Tak lama kemudian, sepasang bocah kumel tadi kembali tertangkap oleh pandanganku. Mereka sedang menunggu sang petugas Gareng Petruk yang memberi mereka sebungkus susu murni. Aksi donasi susu itupun langsung menyentuh hatiku dan membuatku bertanya pada istriku, “Babe, bolehkah aku mentraktir mereka makan malam ini?” Iapun mengangguk pertanda memberi restu. Didorong oleh rasa ingin memberi yang meluap-luap, akupun segera menghampiri mereka.

“Dik, kalian berduaan saja?” tanyaku sambil menepuk salah satu pundak mereka. “Iya Kak” jawab mereka kompak. “Mau makan?” lanjutku. “Mau Kak”. “Yuk, sini Dik, silakan pilih mau makan apa.” Mereka pun segera berlari ke ujung gerobak, tempat di mana bungkusan nasi kucing berkerumun. Mata si bocah berkaos merah langsung menjelajah, memilih dengan sangat hati-hati, nasi kucing rasa apa yang akan diambilnya. Setelah mengambil sebungkus, ia terdiam dan menatapku dan seolah berkata dalam hati “Ini Kak, sudah.” Lalu kataku kepadanya, “Dik, ngga pake lauk?

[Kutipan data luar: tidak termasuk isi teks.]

PR #645, opened 2026-05-08
Add callback variant of ReplayStory

### LINKED ISSUE #249: Add callback function option for the Client Query API
Add Chronolog client API that allows the Client to provide a callback function that takes a chronolog Event record as a parameter.
The callback function would be executed by the client API on every event record within the query response set without the need to transform and copy the internal response set of StoryChunks into the std::vector<chronolog::Event> & that is time and memory consuming in case of the large number of records.

iameneko:
ReplayStory currently materializes the full result into a `std::vector<Event>` the caller passes in. For large queries that's either a wasted copy (if the caller folds the events anyway) or memory pressure the caller can't avoid. The deserialize loop in `ClientQueryService::receive_story_chunk` already iterates events one at a time before pushing them into that vector — adding a second sink path is a small change.

This adds an overload `Client::ReplayStory(chronicle, story, start, end, std::function<void(Event const&)>)` that delivers events one at a time as the playback response arrives, with no client-side intermediate vector. `PlaybackQuery` now carries either a vector pointer or a callback (exactly one is set) and the receive path routes per-event accordingly.

## Scope of the streaming win

This removes the **client-side** vector materialization. It does **not** change the wire-level batching: the Player still ships one `PlaybackQueryResponse` per query and the events are fully deserialized into a server-supplied buffer before the callback loop runs. Player-side chunked delivery is a follow-up. The win here is real for callers that fold/filter events on arrival (no `std::vector<Event>` to size), but the memory ceiling is still set by the response buffer.

## Callback contract

- Runs on the query service receive thread — caller owns any locking.
- Must not throw. If it does, the exception is caught and logged, the offending event is skipped, and remaining events in the response are still delivered. Letting an exception escape would skip the RPC response and hang the polling thread until `CL_ERR_QUERY_TIMED_OUT`.

Documented in `chronolog_client.h` alongside the overload.

## Python

The vector overload's pybind11 binding is disambiguated via `pybind11::overload_cast<...>`. The callback overload is intentionally C++-only — pybind11 doesn't bridge `std::function<void(Event const&)>` callbacks cleanly.

## Tests

`tests/integration/client/client_replay_callback_test.cpp` covers:
- count parity between vector and callback overloads on the same range
- event-content parity in order
- exception safety: a throwing callback does not hang the client
- the client is still usable after a throwing callback

Closes #249. Part of the v3.0.0 API completeness work under #572.


client/cpp/src/ClientQueryService.h
```diff
@@ -24,7 +24,11 @@ struct PlaybackQueryResponse;
...
 {
-    std::vector<Event>& eventSeries;
+    // Exactly one of `eventSeries` or `callback` is set: vector mode appends
+    // to the user-provided vector; callback mode invokes the function once
+    // per event as the response arrives.
+    std::vector<Event>* eventSeries;
+    Client::EventCallback callback;
     uint32_t queryId;
     uint64_t timeout_time;
     bool completed;
```
fkengun, line 34: **Bug: Data race on `PlaybackQuery::completed` (undefined behavior)**

`completed` is a plain `bool`. `dispatch_query` reads it in a spin-sleep loop (ClientQueryService.cpp:97) without holding any mutex or memory barrier. `receive_story_chunk` writes `query.completed = true` (ClientQueryService.cpp:367) also without holding `queryServiceMutex` — confirmed: the entire body of `receive_story_chunk` acquires no lock.

Two threads access the same non-atomic `bool` with no synchronization: the calling thread spinning in `dispatch_query` and the Thallium ULT delivering the RPC response. This is a data race and undefined behavior under the C++ memory model. The compiler is free to hoist the read out of the loop, caching a stale `false` indefinitely.

**Failure scenario:** On optimized builds, the calling thread never observes the write to `completed` and spins until `CL_ERR_QUERY_TIMED_OUT` on every call, even when the Player responds immediately. Or worse, the compiler eliminates the load entirely.

**Fix:** Declare as `std::atomic<bool> completed{false}` and use `completed.load(std::memory_order_acquire)` / `completed.store(true, std::memory_order_release)`.

client/cpp/src/ClientQueryService.cpp
```diff
@@ -278,16 +321,50 @@ void chl::ClientQueryService::receive_story_chunk(tl::request const& request, tl
         auto query_iter = activeQueryMap.find(query_id);
```
fkengun, line 321: **Bug: Use-after-free — `receive_story_chunk` holds a map reference without a lock, racing with `stop_query`**

`receive_story_chunk` calls `activeQueryMap.find(query_id)` here and then holds `chl::PlaybackQuery& query` (line 324) throughout the rest of the function — including invoking the user callback and writing `query.completed = true` (line 367) — all **without holding `queryServiceMutex`**.

`stop_query` (called by `dispatch_query` on timeout, line 104) takes `queryServiceMutex` and calls `activeQueryMap.erase(query_id)`. If a query times out while `receive_story_chunk` is mid-callback, `stop_query` destroys the `PlaybackQuery` from under the running callback. The `PlaybackQuery& query` reference (including its `std::function` callback and `eventSeries` pointer) dangles — writing to `query.completed` or invoking `query.callback` is a use-after-free.

The comment on line 319 acknowledges this hazard: *"we probably should take care of the possibility of the query timeout happening while we are writing the response"*.

**Failure scenario:** A slow Player responds slightly after the client's query timeout. `dispatch_query` exits the spin loop, `stop_query` erases the entry, then `receive_story_chunk` invokes the (now-freed) callback → heap corruption / crash.

**Fix:** Hold `queryServiceMutex` throughout the entirety of `receive_story_chunk`'s map access, or use a shared ownership mechanism (e.g. weak/shared pointer) so the `PlaybackQuery` can't be destroyed while in use.

client/cpp/src/ClientQueryService.cpp
```diff
@@ -77,63 +77,80 @@ void chl::ClientQueryService::removeStoryReader(chl::ChronicleName const& chroni
...
-    if((playbackRpcClient == nullptr) ||
-       (playbackRpcClient->send_story_playback_request(query->queryId, chronicle, story, start, end) !=
-        chl::CL_SUCCESS))
+int chl::ClientQueryService::replay_story(chl::ChronicleName const& chronicle,
+                                          chl::StoryName const& story,
+                                          uint64_t start,
+                                          uint64_t end,
+                                          chl::Client::EventCallback callback)
+{
+    auto storyReader_iter = acquiredStoryMap.find(std::pair<chl::ChronicleName, chl::StoryName>(chronicle, story));
```
fkengun, line 138: **Bug: `acquiredStoryMap` read without `queryServiceMutex` — data race with `removeStoryReader`**

Both `replay_story` overloads read `acquiredStoryMap` (lines 114 and 138) without holding `queryServiceMutex`. Every write to `acquiredStoryMap` — `addStoryReader` (line 63) and `removeStoryReader` (line 74) — is protected by the mutex. An unprotected read concurrent with a protected write is a data race on `std::map` structure, which is UB.

**Failure scenario:** A Thallium ULT calls `removeStoryReader` (e.g. story release from another thread) while `replay_story` is inside `acquiredStoryMap.find()`. The concurrent red-black tree rebalance in `erase` corrupts the `find` traversal → crash or silent use of a dangling `PlaybackQueryRpcClient*` pointer.

Note: The same unprotected read exists in the original vector overload (line 114); the new callback overload (line 138) inherits the same defect without fixing it.

**Fix:** Take `queryServiceMutex` before the `acquiredStoryMap.find` call in both overloads, or copy out the `PlaybackQueryRpcClient*` pointer under the lock and release before proceeding.

client/cpp/src/ClientQueryService.cpp
```diff
@@ -164,6 +181,32 @@ chl::PlaybackQuery* chl::ClientQueryService::start_query(uint64_t timeout_time,
...
+                                                         chl::StoryName const& story,
+                                                         chl::chrono_time const& start_time,
+                                                         chl::chrono_time const& end_time,
+                                                         chl::Client::EventCallback callback)
+{
+    std::lock_guard<std::mutex> lock(queryServiceMutex);
+
+    uint32_t query_id = queryIndex++;
+    //TODO add query_id to queryResponse object  and remove this line...
+    query_id = 1;
```
fkengun, line 195: **Bug: Hardcoded `query_id = 1` makes any overlapping `ReplayStory` call silently return `CL_ERR_UNKNOWN`**

Both `start_query` overloads (lines 169 and 195) override the incremented `queryIndex` with the constant `1`. `std::map::insert` does not replace on collision — if key `1` is already present (i.e., any query is in flight), `insert_return.second == false` and `start_query` returns `nullptr`. The caller maps `nullptr` directly to `CL_ERR_UNKNOWN` with no log message.

The new callback overload adds a second consumer of this single slot without fixing the underlying issue. Any application that issues a second `ReplayStory` call — even sequentially in a loop using the callback variant — while the first query's `dispatch_query` is inside its `sleep(1)` polling loop, will receive `CL_ERR_UNKNOWN` silently.

**Failure scenario:** A user iterates over 100 stories calling the new callback overload for each. The first query is active during the (up-to-3-minute) timeout window. All subsequent calls return `CL_ERR_UNKNOWN` with no diagnostic. The TODO comment is the only documentation of this limitation, and it is not visible to callers.

**Fix:** At minimum, document the single-query-at-a-time constraint in the public header. Better: remove the `query_id = 1` override and wire the actual `query_id` through the RPC response so `receive_story_chunk` routes responses correctly.

iameneko:
Thanks for the careful review, Kun — all four findings are real.

To keep #645 scoped to the new callback API, I've handled them as follows:

- **Use-after-free in `receive_story_chunk`:** fixed in this PR. `activeQueryMap` now holds `std::shared_ptr<PlaybackQuery>`; `receive_story_chunk` copies a strong reference out under `queryServiceMutex`, releases the lock, and only then invokes the user callback / writes `completed`. The lock is no longer held across user code (which would otherwise deadlock on any re-entry into the client), and `stop_query`'s `erase` no longer destroys the object while a callback is mid-flight. This race pre-existed on `develop` in the vector-overload path, but the new callback overload widened the unlocked window to arbitrary user code, so it felt right to address it here.
- **Atomic `completed`** → tracked in #667.
- **Unlocked `acquiredStoryMap` reads** → tracked in #668.
- **Hardcoded `query_id = 1`** → tracked in #669.

The latter three all pre-exist on `develop` and are not specific to the callback overload. Happy to take any/all of them as a follow-up PR.

fkengun (approved):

Satenya ambil juga aja.” Barulah kembali matanya jelalatan menilik satu demi satu tusuk sate yang tergeletak di sana. Sate kulit ayam, itulah yang menjadi pilihannya, hanya setusuk saja.      

Selama bocah berkaos merah memilih, bocah berkaos Spiderman ternyata diam saja. Air mukanya bertanya penuh keraguan, apakah dia juga ditraktir makan angkringan? Setelah aku berkata, “Ayo Dik, kamu ambil makanan juga,” barulah ia yakin, berani menghampiri gerobak makanan dan mengambil sebungkus nasi kucing, cuma itu saja.

Dalam hatiku bertanya, “Kok mereka cuma makan itu saja? Bukankah sah-sah saja mereka nyomot lauk banyakan, mumpung lagi ada yang bayarin?” Akhirnya, malah akulah yang menambahkan dua keping gorengan tempe dan piscok sebagai dessert mereka. “Ini Mba, ini tambah ini jadi berapa?” tanyaku pada kasir sembari menunjuk makanan yang sedang mereka genggam. Lunas, selamat makan adik-adikku! Merekapun mengucapkan “Makasih, Om” dan segera berlari mencari lapak kosong di tepi jalan untuk mereka berlesehan.
Anak-anak ini sungguh membuatku berdecak kagum. Meski menyandang predikat sebagai anak jalanan, perilaku mereka amat sopan. Mereka tidak lancang mengambil makanan sebelum benar-benar diizinkan. Kendati mereka lapar, namun mereka tidak lapar mata. Mereka memilih dengan jeli apa yang mereka inginkan, dan hanya satu saja. Walaupun seolah mereka ‘jarang’ dapat berkah, namun hati mereka jauh dari serakah. Mereka tahu apa artinya cukup dan mampu menikmati kesederhanaan, bahkan kejelataan hidup mereka.

Coba bandingkan dengan kita. Habis makan nasi padang sebungkus, tapi masih rakus. Sudah kenyang, namun bilang ngga nendang. Dikasih satu mau dua, punya tiga pengen lima. Kita sudah lupa, bahwa di KBBI ada sebuah kata: cukup. Kiranya kata ini bisa menolong kita untuk lebih mensyukuri hidup yang dianugerahkan Tuhan, dan menjauhkan kita dari segala ketamakan.

“Cukup setusuk saja, cukup satu bungkus saja.”

Cukup sampai di sini tulisan saya. Thanks for reading!